> _EXERCISE_
Give back exactly the lines of the data below, starting with the line that has "-165,9 +165,10 @@" and going on through the line that has "(diff shortened: 1 of 3 files shown)".

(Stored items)
++++

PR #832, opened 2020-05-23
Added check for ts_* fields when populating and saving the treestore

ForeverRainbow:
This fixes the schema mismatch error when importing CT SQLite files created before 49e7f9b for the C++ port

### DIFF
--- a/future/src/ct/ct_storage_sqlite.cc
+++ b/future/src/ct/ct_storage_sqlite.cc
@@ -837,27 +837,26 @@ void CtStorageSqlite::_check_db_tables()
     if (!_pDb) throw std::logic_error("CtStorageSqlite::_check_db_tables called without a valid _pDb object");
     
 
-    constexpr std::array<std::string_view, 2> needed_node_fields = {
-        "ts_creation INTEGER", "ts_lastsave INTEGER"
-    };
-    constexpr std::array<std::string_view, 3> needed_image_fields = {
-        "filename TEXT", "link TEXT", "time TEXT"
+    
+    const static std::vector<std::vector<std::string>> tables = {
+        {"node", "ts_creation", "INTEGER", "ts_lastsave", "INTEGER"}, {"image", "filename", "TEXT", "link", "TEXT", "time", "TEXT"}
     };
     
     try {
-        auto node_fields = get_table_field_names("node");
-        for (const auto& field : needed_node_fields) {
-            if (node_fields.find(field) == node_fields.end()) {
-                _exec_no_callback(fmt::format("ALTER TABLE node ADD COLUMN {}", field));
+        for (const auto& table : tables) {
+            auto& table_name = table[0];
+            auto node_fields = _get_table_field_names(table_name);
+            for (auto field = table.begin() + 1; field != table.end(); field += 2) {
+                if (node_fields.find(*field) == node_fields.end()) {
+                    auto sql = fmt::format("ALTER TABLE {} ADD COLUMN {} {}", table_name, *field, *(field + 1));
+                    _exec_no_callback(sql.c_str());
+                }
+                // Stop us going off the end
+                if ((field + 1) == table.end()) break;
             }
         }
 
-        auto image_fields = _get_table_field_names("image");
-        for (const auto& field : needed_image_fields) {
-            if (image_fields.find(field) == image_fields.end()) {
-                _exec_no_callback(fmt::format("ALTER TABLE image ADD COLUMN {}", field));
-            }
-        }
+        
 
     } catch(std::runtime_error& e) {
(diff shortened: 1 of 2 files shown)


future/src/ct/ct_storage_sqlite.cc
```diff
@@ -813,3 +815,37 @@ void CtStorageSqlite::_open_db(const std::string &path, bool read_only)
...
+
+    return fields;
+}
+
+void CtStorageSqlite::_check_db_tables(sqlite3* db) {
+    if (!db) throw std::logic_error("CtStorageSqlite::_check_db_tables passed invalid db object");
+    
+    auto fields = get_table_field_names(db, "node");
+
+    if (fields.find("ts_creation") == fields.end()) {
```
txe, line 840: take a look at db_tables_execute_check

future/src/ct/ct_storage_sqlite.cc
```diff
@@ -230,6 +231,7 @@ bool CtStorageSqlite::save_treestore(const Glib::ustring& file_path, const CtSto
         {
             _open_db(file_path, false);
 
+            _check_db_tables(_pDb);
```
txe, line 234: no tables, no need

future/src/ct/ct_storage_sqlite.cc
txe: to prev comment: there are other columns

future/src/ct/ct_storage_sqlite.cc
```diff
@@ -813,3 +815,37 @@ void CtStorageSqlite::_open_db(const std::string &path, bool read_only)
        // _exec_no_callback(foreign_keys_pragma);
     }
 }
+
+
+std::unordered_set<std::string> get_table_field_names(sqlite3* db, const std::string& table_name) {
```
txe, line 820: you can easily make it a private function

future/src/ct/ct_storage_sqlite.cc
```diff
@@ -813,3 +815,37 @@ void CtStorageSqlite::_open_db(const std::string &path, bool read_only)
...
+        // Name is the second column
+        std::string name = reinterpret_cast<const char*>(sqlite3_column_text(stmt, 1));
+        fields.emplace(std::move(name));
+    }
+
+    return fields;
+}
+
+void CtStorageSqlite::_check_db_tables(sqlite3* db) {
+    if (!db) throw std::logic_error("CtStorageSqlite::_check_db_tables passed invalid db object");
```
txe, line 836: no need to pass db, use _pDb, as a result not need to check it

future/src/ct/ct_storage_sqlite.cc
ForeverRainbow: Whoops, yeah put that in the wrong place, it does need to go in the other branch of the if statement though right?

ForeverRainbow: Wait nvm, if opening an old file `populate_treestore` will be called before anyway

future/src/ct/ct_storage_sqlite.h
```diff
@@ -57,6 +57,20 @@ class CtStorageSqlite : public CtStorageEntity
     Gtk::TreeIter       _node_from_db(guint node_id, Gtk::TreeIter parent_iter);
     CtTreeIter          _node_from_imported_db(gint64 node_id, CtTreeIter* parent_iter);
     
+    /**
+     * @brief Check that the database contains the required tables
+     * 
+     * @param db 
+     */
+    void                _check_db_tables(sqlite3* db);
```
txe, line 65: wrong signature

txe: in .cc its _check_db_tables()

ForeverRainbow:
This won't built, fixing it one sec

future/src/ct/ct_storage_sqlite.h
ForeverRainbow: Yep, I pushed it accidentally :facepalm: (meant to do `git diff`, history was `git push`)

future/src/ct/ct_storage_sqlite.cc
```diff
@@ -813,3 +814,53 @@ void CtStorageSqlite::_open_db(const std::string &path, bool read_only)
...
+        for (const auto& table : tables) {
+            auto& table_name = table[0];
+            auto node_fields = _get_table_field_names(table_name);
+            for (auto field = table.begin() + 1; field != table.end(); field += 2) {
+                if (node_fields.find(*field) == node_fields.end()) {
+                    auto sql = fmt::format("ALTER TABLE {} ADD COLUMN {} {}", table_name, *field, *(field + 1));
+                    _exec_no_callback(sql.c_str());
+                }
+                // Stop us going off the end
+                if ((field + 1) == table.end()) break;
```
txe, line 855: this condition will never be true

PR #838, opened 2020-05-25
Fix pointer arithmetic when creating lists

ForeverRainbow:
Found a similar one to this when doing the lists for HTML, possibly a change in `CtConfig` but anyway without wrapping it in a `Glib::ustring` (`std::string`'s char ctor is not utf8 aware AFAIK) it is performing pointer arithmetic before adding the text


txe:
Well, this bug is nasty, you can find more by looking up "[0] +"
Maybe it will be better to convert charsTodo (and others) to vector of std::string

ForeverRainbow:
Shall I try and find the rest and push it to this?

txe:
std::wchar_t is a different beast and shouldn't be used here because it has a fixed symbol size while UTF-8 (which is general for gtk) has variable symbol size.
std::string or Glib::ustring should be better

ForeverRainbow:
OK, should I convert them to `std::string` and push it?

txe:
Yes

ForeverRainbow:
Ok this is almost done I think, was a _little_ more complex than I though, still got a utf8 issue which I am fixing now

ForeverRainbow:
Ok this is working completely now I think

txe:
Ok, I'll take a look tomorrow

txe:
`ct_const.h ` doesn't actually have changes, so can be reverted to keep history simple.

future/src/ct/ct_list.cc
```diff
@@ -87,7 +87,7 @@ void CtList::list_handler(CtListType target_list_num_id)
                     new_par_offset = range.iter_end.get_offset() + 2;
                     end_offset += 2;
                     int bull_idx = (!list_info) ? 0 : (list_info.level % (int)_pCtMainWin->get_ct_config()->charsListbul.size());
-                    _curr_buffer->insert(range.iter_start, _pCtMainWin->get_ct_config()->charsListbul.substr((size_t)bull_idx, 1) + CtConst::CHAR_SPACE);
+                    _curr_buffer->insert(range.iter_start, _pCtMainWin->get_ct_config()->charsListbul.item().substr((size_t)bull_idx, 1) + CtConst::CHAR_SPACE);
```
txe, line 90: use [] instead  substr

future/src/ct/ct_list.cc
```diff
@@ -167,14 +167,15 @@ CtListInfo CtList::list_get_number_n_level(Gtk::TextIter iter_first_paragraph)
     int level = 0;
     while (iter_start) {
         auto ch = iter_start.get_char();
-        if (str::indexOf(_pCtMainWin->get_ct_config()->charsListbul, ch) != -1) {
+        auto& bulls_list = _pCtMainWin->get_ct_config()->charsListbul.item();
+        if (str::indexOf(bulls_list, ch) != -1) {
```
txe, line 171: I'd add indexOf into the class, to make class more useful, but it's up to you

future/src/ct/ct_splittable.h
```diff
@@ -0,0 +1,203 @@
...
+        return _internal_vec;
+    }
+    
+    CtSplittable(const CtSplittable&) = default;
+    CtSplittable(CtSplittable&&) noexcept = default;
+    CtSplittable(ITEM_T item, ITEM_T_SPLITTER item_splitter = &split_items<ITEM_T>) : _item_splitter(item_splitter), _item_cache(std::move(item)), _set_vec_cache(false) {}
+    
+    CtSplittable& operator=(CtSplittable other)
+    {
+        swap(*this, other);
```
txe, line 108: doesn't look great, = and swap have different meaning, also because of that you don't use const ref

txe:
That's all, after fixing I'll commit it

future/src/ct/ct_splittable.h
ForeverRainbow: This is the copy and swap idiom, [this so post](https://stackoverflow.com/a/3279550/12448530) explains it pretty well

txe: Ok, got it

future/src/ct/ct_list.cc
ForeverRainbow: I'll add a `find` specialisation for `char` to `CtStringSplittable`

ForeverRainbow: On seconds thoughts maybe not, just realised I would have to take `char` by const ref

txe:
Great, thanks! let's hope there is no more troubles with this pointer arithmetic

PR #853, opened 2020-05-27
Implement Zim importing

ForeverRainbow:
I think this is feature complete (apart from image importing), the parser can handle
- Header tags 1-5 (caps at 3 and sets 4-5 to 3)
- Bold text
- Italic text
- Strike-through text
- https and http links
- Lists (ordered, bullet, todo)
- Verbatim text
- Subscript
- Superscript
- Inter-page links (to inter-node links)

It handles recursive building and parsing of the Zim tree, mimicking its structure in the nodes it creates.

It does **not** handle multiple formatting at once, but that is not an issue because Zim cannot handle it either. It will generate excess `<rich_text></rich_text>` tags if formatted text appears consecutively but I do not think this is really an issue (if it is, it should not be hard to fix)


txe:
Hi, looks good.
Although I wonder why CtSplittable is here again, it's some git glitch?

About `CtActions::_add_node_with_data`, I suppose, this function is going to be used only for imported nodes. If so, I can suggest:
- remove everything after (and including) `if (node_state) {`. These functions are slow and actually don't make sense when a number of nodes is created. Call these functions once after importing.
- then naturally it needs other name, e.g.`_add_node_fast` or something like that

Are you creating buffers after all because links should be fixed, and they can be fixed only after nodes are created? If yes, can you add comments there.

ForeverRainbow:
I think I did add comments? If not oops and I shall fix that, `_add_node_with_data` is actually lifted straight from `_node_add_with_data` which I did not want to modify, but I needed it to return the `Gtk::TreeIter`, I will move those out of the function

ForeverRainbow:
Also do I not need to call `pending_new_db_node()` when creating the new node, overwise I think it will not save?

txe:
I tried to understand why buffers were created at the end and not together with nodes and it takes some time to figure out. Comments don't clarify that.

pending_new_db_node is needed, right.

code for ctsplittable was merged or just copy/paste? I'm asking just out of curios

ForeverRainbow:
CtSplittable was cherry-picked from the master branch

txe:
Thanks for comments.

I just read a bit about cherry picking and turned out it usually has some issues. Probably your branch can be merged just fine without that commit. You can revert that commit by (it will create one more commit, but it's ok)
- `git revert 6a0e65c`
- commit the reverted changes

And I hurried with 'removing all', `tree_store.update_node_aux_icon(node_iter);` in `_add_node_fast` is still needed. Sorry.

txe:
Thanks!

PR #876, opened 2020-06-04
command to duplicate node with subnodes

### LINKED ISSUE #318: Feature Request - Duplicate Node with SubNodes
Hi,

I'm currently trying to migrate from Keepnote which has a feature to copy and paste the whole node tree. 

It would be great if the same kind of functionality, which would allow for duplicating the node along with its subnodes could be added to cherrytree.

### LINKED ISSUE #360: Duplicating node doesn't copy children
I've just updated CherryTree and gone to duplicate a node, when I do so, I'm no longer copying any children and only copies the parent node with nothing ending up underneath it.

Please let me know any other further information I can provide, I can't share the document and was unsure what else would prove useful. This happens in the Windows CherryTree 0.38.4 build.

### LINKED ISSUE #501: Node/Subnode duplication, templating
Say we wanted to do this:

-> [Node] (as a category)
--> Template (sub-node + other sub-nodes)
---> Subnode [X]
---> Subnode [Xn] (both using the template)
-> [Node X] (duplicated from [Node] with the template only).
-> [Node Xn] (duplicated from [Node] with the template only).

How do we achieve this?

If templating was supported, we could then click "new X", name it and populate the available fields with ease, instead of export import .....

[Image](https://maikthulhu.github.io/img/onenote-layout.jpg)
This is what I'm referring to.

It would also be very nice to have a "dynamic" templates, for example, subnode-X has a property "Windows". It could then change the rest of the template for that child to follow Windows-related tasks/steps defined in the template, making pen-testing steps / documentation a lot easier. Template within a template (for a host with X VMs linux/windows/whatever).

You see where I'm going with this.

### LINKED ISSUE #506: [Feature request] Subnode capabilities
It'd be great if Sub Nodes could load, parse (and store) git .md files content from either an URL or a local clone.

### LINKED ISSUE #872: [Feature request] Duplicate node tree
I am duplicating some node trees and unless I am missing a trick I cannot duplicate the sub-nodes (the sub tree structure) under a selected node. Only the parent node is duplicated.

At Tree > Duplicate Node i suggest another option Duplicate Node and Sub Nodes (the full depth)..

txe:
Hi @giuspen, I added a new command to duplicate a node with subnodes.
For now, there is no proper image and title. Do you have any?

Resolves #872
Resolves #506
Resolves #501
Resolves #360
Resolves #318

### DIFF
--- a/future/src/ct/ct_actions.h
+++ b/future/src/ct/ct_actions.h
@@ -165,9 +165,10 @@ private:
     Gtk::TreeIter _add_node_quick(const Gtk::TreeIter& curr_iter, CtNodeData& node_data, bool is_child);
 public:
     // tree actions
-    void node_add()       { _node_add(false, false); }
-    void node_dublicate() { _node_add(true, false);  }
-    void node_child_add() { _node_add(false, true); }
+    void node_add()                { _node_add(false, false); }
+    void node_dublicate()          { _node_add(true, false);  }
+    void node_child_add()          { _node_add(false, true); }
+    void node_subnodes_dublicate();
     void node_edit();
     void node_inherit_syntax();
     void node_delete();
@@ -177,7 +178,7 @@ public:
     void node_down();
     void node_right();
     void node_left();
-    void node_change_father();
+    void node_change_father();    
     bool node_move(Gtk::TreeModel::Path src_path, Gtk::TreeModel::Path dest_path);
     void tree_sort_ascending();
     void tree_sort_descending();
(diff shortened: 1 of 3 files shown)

++++

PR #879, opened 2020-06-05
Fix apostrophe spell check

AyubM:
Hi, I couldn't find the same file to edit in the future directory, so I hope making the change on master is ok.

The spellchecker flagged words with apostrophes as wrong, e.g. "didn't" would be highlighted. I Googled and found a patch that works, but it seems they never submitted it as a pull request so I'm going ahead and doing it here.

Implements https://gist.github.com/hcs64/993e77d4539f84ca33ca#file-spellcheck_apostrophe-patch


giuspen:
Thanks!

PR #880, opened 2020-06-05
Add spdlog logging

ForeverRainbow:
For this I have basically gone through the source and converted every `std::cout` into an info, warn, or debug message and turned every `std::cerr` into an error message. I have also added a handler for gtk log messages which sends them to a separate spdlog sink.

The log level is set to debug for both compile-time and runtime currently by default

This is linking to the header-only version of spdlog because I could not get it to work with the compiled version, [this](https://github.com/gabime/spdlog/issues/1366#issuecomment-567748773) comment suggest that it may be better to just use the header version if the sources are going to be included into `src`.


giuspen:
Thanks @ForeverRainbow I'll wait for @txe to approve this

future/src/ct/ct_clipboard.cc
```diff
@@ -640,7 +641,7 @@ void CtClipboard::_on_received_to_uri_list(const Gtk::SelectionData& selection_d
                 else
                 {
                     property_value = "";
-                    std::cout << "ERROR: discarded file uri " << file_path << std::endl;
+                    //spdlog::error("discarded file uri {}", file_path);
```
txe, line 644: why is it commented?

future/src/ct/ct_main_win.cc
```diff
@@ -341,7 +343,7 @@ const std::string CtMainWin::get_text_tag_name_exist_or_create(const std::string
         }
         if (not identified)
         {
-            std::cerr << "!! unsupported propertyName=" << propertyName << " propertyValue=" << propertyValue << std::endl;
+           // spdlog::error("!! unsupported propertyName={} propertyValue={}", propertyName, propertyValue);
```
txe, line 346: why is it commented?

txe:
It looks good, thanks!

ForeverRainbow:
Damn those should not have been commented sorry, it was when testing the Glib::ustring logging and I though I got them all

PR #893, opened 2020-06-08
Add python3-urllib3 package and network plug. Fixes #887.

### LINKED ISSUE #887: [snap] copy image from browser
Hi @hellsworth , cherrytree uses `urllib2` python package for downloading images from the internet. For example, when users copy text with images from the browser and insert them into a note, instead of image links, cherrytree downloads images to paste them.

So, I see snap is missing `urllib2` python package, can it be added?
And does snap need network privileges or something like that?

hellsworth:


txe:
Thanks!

++++

> _SOLUTION_
@@ -165,9 +165,10 @@ private:
     Gtk::TreeIter _add_node_quick(const Gtk::TreeIter& curr_iter, CtNodeData& node_data, bool is_child);
 public:
     // tree actions
-    void node_add()       { _node_add(false, false); }
-    void node_dublicate() { _node_add(true, false);  }
-    void node_child_add() { _node_add(false, true); }
+    void node_add()                { _node_add(false, false); }
+    void node_dublicate()          { _node_add(true, false);  }
+    void node_child_add()          { _node_add(false, true); }
+    void node_subnodes_dublicate();
     void node_edit();
     void node_inherit_syntax();
     void node_delete();
@@ -177,7 +178,7 @@ public:
     void node_down();
     void node_right();
     void node_left();
-    void node_change_father();
+    void node_change_father();    
     bool node_move(Gtk::TreeModel::Path src_path, Gtk::TreeModel::Path dest_path);
     void tree_sort_ascending();
     void tree_sort_descending();
(diff shortened: 1 of 3 files shown)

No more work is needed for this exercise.